**WHAT YOU SHOULD DO:** Output exactly the lines below, starting with the line that has "--- a/src/scrapers/base-scraper-with-browser.ts" and going on through the line that has "preAction?: () => Promise<void>;", both included, and no other lines.

++++++

PR #500, opened 2020-08-02
Fix Mizrahi for TypeScript

baruchiro:
Duplicate of #490 for testing with contributors

### DIFF
--- a/src/scrapers/base-scraper-with-browser.ts
+++ b/src/scrapers/base-scraper-with-browser.ts
@@ -36,7 +36,7 @@ export type PossibleLoginResults = {
 
 export interface LoginOptions {
   loginUrl: string;
-  checkReadiness?: () => Promise<void>;
+  checkReadiness?: () => Promise<unknown>;
   fields: {selector: string, value: string}[];
   submitButtonSelector: string;
   preAction?: () => Promise<void>;
--- a/src/scrapers/mizrahi.ts
+++ b/src/scrapers/mizrahi.ts
@@ -5,8 +5,7 @@ import {
 } from '../constants';
 import { BaseScraperWithBrowser, LoginResults, PossibleLoginResults } from './base-scraper-with-browser';
 import { fetchPostWithinPage } from '../helpers/fetch';
-import { waitForNavigation } from '../helpers/navigation';
-import { pageEvalAll } from '../helpers/elements-interactions';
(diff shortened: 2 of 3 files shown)


src/scrapers/base-scraper-with-browser.ts
```diff
@@ -36,7 +36,7 @@ export type PossibleLoginResults = {
 
 export interface LoginOptions {
   loginUrl: string;
-  checkReadiness?: () => Promise<void>;
+  checkReadiness?: () => Promise<unknown>;
```
baruchiro, line 39: I think if you force me to return a `void`, I can't use a **one-line arrow function** because it returning the expression return type.

src/scrapers/mizrahi.ts
```diff
@@ -124,14 +129,22 @@ async function extractPendingTransactions(page: Page): Promise<Transaction[]> {
...
+  await Promise.race([
+    waitUntilElementFound(page, afterLoginSelector),
+    waitUntilElementFound(page, invalidPasswordSelector),
+  ]);
+}
+
 class MizrahiScraper extends BaseScraperWithBrowser {
   getLoginOptions(credentials: ScraperCredentials) {
     return {
-      loginUrl: `${LOGIN_URL}`,
```
baruchiro, line 130: Why was it like that?
(you don't need to answer, just note if I'm missing something.)

src/scrapers/mizrahi.ts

++++++

**PROBLEM SOLUTION:**
--- a/src/scrapers/base-scraper-with-browser.ts
+++ b/src/scrapers/base-scraper-with-browser.ts
@@ -36,7 +36,7 @@ export type PossibleLoginResults = {
 
 export interface LoginOptions {
   loginUrl: string;
-  checkReadiness?: () => Promise<void>;
+  checkReadiness?: () => Promise<unknown>;
   fields: {selector: string, value: string}[];
   submitButtonSelector: string;
   preAction?: () => Promise<void>;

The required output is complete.